_BRIEF:_ Search the records for the word "using" and copy each line in which it appears.

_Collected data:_
──────
PR #3205, opened 2020-03-16
Sigmoid aprox with tanh + fix sigmoid

### LINKED ISSUE #3131: Sigmoid in SMPC failing for some shapes
**Describe the bug**
 Examples to illustrate:

Working
```python
a = torch.Tensor([1,2,3])
a = a.fix_precision().share(bob, alice, crypto_provider = crypto_provider, requires_grad = True)
torch.nn.Sigmoid()(a)
```
Not working
```python
a = torch.Tensor([[1,2,3],[4,5,6]])
a = a.fix_precision().share(bob, alice, crypto_provider = crypto_provider, requires_grad = True)
torch.nn.Sigmoid()(a)
```
Error: `AssertionError: Must be batches of square matrices`

(same with `requires_grad=False`)

The error seems linked to tensor shape

gmuraru:
Fixes #3131 
Also adds the approximation for sigmoid using the tanh.

### DIFF
--- a/syft/frameworks/torch/tensors/interpreters/precision.py
+++ b/syft/frameworks/torch/tensors/interpreters/precision.py
@@ -449,6 +449,10 @@ class FixedPrecisionTensor(AbstractTensor):
     __matmul__ = matmul
     mm = matmul
 
+    def reciprocal(self):
+        ones = self * 0 + 1
+        return ones / self
+
     # Approximations:
     def inverse(self, iterations=8):
         """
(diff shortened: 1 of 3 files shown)


syft/frameworks/torch/tensors/interpreters/precision.py
```diff
@@ -498,12 +498,8 @@ def sigmoid(self, method="exp"):
...
 
         if method == "exp":
-            # Inverse can only be used on matrices
-            if len(self.shape) == 1:
-                one = self * 0 + 1
-                result = one / (1 + (self * -1).exp())
-            else:
-                result = (1 + (self * -1).exp()).inverse()
+            one = self * 0 + 1
+            result = one / (1 + (self * -1).exp())
```
LaRiffle: So basically you're suggesting .inverse() doesn't work ? :(
(The benefit of .inverse is that it's supposed to be faster)

LaRiffle: But yeah you're right it's failiing apparently sometimes, I was discussing of this two weeks ago on the call with André

syft/frameworks/torch/tensors/interpreters/precision.py
```diff
@@ -560,6 +607,7 @@ def _tanh_chebyshev(tensor, maxval: int = 6, terms: int = 32):
           where c_i is the ith Chebyshev series coefficient and P_i is ith polynomial.
         The approximation is truncated to +/-1 outside [-maxval, maxval].
         Args:
+            tensor (tensor): values where the tanh needs to be approximated
```
LaRiffle: typo this should be here :)

test/torch/tensors/test_precision.py
```diff
@@ -449,6 +449,7 @@ def test_torch_sigmoid_approx(workers):
     alice, bob, james = workers["alice"], workers["bob"], workers["james"]
 
     fix_prec_tolerance_by_method = {
+        "chebyshev": {3: 6 / 100, 4: 1 / 100, 5: 1 / 100},
```
LaRiffle: To improve test speed could we remove the case precision=5 everywhere where it occurs? From what I see =4 is already compelling enough :)

syft/frameworks/torch/tensors/interpreters/precision.py
```diff
@@ -482,45 +486,88 @@ def exp(self, iterations=8):
...
+    def sign(self):
+        return (self > 0) + (self < 0) * (-1)
+
+    @staticmethod
+    def _sigmoid_exp(tensor):
         """
-        Approximates the sigmoid function
+        Compute the sigmoid using the exp approximation
+        sigmoid(x) = 1 / (1 + exp(-x))
+        sigmoid(x) = (sigmoid(|x|) - 0.5) * sign(x) + 0.5
```
LaRiffle: Detail a bit the method for people which don't know about numerical stability etc

syft/frameworks/torch/tensors/interpreters/precision.py
```diff
@@ -449,6 +449,10 @@ def matmul(self, *args, **kwargs):
     __matmul__ = matmul
     mm = matmul
 
+    def reciprocal(self):
+        ones = self * 0 + 1
+        return ones / self
```
LaRiffle: Let's keep this like this, until I come back to trying my approx inverse trick

syft/frameworks/torch/tensors/interpreters/precision.py
gmuraru: Hmm..this is for ```_tanh_chebyshev``` (forgot to put it in the previous PR)

PR #3220, opened 2020-03-18
changed "python" to system specific python version

MrMonk3y:
"python" is no longer hardcoded. the system version of python is used instead


karlhigley:
@MrMonk3y We found [a simpler way to do this](https://github.com/OpenMined/PySyft/pull/3225/files#diff-ca6bbfb74fe6c78d8a570b6f8d4256aeR21) in #3225.

PR #3222, opened 2020-03-18
included websockets-example-MNIST-parallel test again

MrMonk3y:
websockets-example-MNIST-parallel has some problems with **kwargs and worker.evaluate() which should be tested


test/notebooks/test_notebooks.py
```diff
@@ -70,7 +70,6 @@
 exclusion_list_folders = [
     "examples/tutorials/websocket",
     "examples/tutorials/advanced/monitor_network_traffic",
-    "examples/tutorials/advanced/websockets_mnist_parallel",
```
──────
_RESULT OF THE EXERCISE:_
Also adds the approximation for sigmoid using the tanh.
+        Compute the sigmoid using the exp approximation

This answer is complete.